## EXERCISE MATERIAL
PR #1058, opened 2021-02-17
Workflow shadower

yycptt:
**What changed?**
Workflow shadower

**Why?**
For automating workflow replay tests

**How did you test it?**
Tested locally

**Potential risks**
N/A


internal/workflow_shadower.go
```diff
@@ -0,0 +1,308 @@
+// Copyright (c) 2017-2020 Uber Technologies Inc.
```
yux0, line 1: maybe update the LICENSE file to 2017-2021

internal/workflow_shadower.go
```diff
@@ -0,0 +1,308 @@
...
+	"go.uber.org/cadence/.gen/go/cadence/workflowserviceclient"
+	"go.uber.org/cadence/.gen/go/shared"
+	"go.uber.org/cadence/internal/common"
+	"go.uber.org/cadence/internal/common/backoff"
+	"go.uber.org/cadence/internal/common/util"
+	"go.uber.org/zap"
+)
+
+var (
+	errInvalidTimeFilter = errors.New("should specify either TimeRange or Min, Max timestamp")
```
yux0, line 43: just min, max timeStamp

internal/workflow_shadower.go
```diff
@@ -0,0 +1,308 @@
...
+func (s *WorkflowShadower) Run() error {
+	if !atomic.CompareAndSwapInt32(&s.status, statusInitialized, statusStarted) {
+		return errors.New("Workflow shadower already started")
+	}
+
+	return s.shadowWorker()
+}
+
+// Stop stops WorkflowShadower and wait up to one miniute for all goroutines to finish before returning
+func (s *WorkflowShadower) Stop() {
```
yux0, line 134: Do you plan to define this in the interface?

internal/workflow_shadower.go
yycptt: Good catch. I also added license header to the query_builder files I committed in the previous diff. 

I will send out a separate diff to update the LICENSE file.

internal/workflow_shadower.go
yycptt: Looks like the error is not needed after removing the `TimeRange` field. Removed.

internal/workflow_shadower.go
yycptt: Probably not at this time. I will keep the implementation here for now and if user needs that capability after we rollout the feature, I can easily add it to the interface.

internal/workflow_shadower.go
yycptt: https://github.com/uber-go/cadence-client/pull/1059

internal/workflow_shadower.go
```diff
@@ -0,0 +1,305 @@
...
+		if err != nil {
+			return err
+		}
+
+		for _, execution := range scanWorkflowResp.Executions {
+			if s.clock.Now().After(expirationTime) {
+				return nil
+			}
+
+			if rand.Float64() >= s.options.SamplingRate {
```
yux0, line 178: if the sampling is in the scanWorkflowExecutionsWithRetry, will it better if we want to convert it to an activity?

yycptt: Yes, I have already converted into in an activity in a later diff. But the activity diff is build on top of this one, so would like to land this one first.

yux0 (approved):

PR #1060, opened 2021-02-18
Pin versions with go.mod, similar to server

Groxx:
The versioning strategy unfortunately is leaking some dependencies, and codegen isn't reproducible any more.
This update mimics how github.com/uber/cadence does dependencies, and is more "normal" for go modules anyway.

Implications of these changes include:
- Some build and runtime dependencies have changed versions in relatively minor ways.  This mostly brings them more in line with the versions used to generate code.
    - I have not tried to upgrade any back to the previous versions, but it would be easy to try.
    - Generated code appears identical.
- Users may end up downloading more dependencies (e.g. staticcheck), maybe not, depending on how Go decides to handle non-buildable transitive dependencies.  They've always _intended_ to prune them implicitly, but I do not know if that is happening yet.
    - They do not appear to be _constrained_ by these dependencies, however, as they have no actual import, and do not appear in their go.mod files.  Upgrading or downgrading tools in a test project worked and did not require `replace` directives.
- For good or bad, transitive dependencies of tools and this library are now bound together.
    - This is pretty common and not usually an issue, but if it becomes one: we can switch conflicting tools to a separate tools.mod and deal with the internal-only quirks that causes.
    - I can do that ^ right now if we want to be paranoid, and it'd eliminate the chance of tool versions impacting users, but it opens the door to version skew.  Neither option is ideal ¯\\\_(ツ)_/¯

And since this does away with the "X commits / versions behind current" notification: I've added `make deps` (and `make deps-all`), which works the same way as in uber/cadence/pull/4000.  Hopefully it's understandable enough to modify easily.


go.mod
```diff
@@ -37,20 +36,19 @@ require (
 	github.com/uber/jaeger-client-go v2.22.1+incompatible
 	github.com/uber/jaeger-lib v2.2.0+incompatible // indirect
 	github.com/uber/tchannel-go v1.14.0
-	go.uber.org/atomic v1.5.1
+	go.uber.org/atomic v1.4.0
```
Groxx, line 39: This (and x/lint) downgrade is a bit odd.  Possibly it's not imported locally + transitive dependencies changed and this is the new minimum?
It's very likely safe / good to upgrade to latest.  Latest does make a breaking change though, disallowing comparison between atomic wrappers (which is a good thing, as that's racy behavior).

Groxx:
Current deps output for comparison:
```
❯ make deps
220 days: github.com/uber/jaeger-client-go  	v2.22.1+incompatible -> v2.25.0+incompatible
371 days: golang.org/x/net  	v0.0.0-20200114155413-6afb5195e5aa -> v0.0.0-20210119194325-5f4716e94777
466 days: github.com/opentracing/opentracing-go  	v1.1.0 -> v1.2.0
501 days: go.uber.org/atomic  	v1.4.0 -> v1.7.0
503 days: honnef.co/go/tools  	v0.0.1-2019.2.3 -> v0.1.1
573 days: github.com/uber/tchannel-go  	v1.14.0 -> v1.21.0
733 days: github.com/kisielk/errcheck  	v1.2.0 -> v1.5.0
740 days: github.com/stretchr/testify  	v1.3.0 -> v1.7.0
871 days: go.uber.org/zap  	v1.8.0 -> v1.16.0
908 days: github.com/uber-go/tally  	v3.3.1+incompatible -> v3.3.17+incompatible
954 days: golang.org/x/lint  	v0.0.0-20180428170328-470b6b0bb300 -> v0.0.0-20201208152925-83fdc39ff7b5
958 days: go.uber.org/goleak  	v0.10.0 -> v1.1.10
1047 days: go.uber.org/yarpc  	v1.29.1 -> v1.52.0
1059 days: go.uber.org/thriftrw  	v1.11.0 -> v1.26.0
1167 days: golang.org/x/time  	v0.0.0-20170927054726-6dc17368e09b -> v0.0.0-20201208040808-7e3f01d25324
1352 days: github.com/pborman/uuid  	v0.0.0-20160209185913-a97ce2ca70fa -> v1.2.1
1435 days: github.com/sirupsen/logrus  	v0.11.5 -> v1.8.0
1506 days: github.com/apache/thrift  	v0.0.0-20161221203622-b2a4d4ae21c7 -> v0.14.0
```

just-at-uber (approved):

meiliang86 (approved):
...
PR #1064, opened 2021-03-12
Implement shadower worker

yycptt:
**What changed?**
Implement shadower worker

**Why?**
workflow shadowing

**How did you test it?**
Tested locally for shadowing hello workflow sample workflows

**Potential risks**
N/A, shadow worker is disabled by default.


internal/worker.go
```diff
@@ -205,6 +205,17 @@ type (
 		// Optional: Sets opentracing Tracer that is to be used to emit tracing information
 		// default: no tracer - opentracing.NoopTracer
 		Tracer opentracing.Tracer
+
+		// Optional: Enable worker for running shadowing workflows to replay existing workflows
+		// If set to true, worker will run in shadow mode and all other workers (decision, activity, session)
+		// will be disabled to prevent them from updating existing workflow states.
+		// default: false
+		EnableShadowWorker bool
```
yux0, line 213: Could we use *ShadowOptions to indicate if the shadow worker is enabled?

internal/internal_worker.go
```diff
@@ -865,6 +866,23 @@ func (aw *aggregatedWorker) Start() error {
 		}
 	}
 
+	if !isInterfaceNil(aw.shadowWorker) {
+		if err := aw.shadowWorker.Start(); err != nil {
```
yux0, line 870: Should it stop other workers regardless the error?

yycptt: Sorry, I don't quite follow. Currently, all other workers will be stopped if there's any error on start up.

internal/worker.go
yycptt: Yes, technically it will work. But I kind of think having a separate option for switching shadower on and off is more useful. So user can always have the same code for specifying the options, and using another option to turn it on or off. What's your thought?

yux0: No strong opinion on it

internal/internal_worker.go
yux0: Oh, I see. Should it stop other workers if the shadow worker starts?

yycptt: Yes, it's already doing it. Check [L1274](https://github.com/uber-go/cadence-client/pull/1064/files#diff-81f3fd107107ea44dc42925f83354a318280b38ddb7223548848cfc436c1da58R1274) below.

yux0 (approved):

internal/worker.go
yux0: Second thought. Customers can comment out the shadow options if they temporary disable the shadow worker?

## EXERCISE AIM
What number of lines in the records hold the word "these"? Reply with that number alone.

## OUTPUT FOR THIS TASK
2